**What is expected:** Compute how many lines below contain the word "Worker" and respond with that number only.

(Collected data)
PR #2182, opened 2023-03-30
Worker API

willmcgugan:
- Adds a Worker API
- Adds Worker API docs
- Makes Markdown.update non-async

**Answer section:** 3